Q.77 Which one of the following forms of the same DNA molecule would bind maximum ethidium bromide?
(A) Negatively supercoiled
(B) Covalently closed relaxed circle
(C) Linear
(D) Positively supercoiled
Negatively supercoiled DNA binds the maximum ethidium bromide among the given options. Ethidium bromide, a DNA intercalator, unwinds the double helix and preferentially binds to underwound structures to relieve torsional stress.
Options Explained
Negatively Supercoiled DNA
This form features underwound helical turns (negative supercoils), creating torsional stress that favors intercalator binding. Ethidium bromide inserts between base pairs, unwinding DNA by ~26° per molecule and relaxing negative supercoils first, allowing maximum binding until relaxation completes and excess induces positive supercoils.
Covalently Closed Relaxed Circle
Lacking supercoils, this circular DNA has no torsional stress to drive preferential binding. Ethidium bromide binds but induces compensatory positive supercoiling immediately, limiting total uptake compared to negatively supercoiled forms.
Linear DNA
Open ends prevent supercoiling, mimicking relaxed state without global topology constraints. Binding occurs evenly without stress relief motivation, resulting in lower affinity and capacity than supercoiled circles.
Positively Supercoiled DNA
Overwound structure opposes ethidium bromide’s unwinding effect, tightening the helix further and yielding the weakest binding affinity. Studies confirm intercalators bind least to positive supercoils.
Negatively supercoiled DNA binds maximum ethidium bromide due to its underwound structure that relieves torsional stress upon intercalation. This key concept in molecular biology explains ethidium bromide’s use in gel electrophoresis and topology studies.

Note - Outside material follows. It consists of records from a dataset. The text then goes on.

PR #243, opened 2026-06-09
fix(index): scope content dedup to a single batch, not the pipeline lifetime

### LINKED ISSUE #133: IndexingPipeline._seen_hashes is shared across documents, so identical text in separate add() calls is silently deduplicated
## Required Information

**Describe the Bug:**

`_seen_hashes` is instance state on a long-lived pipeline (`seocho/index/pipeline.py:244`, used around `:669`). It persists across separate `add()` calls, so a second document whose normalized text hashes to one already seen returns `deduplicated=True` and writes nothing, even though the caller meant to index a distinct document. The state is also per-process only, so behavior depends on process lifetime.

**Steps to Reproduce:**

1. On one client, call `add(text)`.
2. Call `add(text)` again with the same normalized text.
3. The second call returns `deduplicated=True` and writes no graph.

**Expected Behavior:**

Dedup is scoped to a single ingest, or is opt-in and documented, rather than silently shared across independent `add()` calls.

**Observed Behavior:**

Cross-call dedup drops legitimately re-submitted documents.

**Environment Details:**

- OS: macOS
- Python: 3.12

Suggested labels: bug

1wos:
## Problem

`_seen_hashes` was instance state on a long-lived `IndexingPipeline`, so it persisted across independent `index()`/`add()` calls. A second document whose normalized text hashed to one already seen returned `deduplicated=True` and wrote nothing — even though the caller meant to index a distinct document. Behavior also depended on process lifetime.

## Fix

Scope dedup to a single batch ingest:
- `index_batch` owns a fresh `set()` per call and threads it into `index()` via a new `_seen_hashes` parameter.
- standalone `index()` calls pass `None` and are never deduplicated against earlier, independent calls.
- `reindex` no longer clears a shared cache (there isn't one).
- `enable_dedup` still gates within-batch dedup.

## Tests (`test_dedup_scope.py`)

- `test_no_process_lifetime_dedup_state` — the instance set is gone.
- `test_duplicate_within_batch_set_is_skipped_early` — a within-batch duplicate short-circuits without touching graph/llm.
- `test_each_batch_gets_a_fresh_dedup_set` — two `index_batch` calls receive distinct sets (same set within a batch, fresh set across batches), proving no cross-call leak.
- existing `test_indexing.py` stays green.

Closes #133.


tteon:

PR #244, opened 2026-06-09
fix(tracing): configure Opik via constructor, not by mutating os.environ

### LINKED ISSUE #141: OpikBackend mutates process environment variables (including OPIK_API_KEY) at init
## Required Information

**Describe the Bug:**

When the Opik tracing backend initializes, it writes its configuration into `os.environ`, including the API key (`seocho/tracing.py:125-130`):

```python
os.environ["OPIK_URL_OVERRIDE"] = self._url
os.environ["OPIK_WORKSPACE"] = self._workspace
os.environ["OPIK_PROJECT_NAME"] = self._project
os.environ["OPIK_API_KEY"] = self._api_key
```

A library mutating the host process environment is a surprising side effect. It overwrites any `OPIK_*` the caller (or another component / session in the same process) had set, and the new values are inherited by child processes. Writing `OPIK_API_KEY` into `os.environ` also widens the key's exposure (child processes, anything that dumps the environment, crash logs). In a process where more than one Opik configuration is used, or where the host application also talks to Opik, this silently changes global state behind the caller's back.

**Steps to Reproduce:**

1. Set `OPIK_PROJECT_NAME=A` in the environment.
2. Initialize a SEOCHO Opik tracing backend configured for project `B`.
3. `os.environ["OPIK_PROJECT_NAME"]` is now `B` for the rest of the process and any child processes; the original `A` is lost.

**Expected Behavior:**

The backend reads configuration from env/args but does not write back into `os.environ`. The Opik client is configured through its constructor (`project_name` / `workspace` / `api_key` / `host`) instead.

**Observed Behavior:**

Init overwrites `OPIK_URL_OVERRIDE`, `OPIK_WORKSPACE`, `OPIK_PROJECT_NAME`, and `OPIK_API_KEY` in the process environment.

**Environment Details:**

- OS: macOS
- Python: 3.12

---

## Optional Information

Passing the values directly to the `opik.Opik(...)` constructor instead of writing them to `os.environ` removes the side effect and also avoids cross-configuration contention when several Opik sessions share one process or machine.

Suggested labels: bug

1wos:
## Problem

`OpikBackend.__init__` wrote `OPIK_URL_OVERRIDE`, `OPIK_WORKSPACE`, `OPIK_PROJECT_NAME`, and `OPIK_API_KEY` into `os.environ`. A library mutating the host process environment is a surprising side effect: it clobbered any `OPIK_*` the caller (or another component/session in the same process) had set, the values leaked into child processes, and writing `OPIK_API_KEY` widened the key's exposure (child processes, env dumps, crash logs).

## Fix

Configure the client through its constructor — `opik.Opik(project_name=..., workspace=..., host=..., api_key=...)` — and stop writing to `os.environ`.

## Tests

- `test_init_does_not_mutate_os_environ` — pre-set `OPIK_*` sentinels survive init unchanged (fails on `main`).
- `test_config_passed_through_constructor` — `project_name`/`workspace`/`host`/`api_key` reach the `Opik(...)` constructor (fails on `main`, which passed only `project_name`).
- existing opik regression + tracing tests stay green.

Closes #141.


tteon:
The code this PR fixes no longer exists — the Opik tracing backend was removed in #518 (ADR-0166). Closing as obsolete rather than rejected.

Thank you for the fix.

Ethidium Bromide Binding Mechanism
Ethidium bromide intercalates between base pairs, unwinding the helix and reducing twist (Tw). In negatively supercoiled DNA (option A), this relaxes negative writhe (Wr), enabling high-affinity binding until ΔLk ≈ 0, then positive supercoiling limits further uptake—but initial capacity exceeds others. Relaxed circles (B) and linear DNA (C) lack this drive, while positively supercoiled DNA (D) resists unwinding.
| DNA Form | Superhelical Density (σ) | EtBr Binding Affinity | Reason |
|---|---|---|---|
| Negatively Supercoiled | Negative | Highest | Relaxes underwinding |
| Relaxed Circle | 0 | Moderate | No stress relief |
| Linear | N/A (no topology) | Low | Even binding |
| Positively Supercoiled | Positive | Lowest | Opposes unwinding |
Practical Implications in Biotechnology
In agarose gel electrophoresis with ethidium bromide, supercoiled plasmids migrate fastest due to compactness, but binding saturates negatively supercoiled forms most, aiding topology visualization. Topoisomerase assays exploit this preference.
Why Option (A) is Correct
Quantitative studies via competition dialysis show ethidium bromide partitions >10-fold more into negatively supercoiled vs positively supercoiled DNA, confirming maximum binding.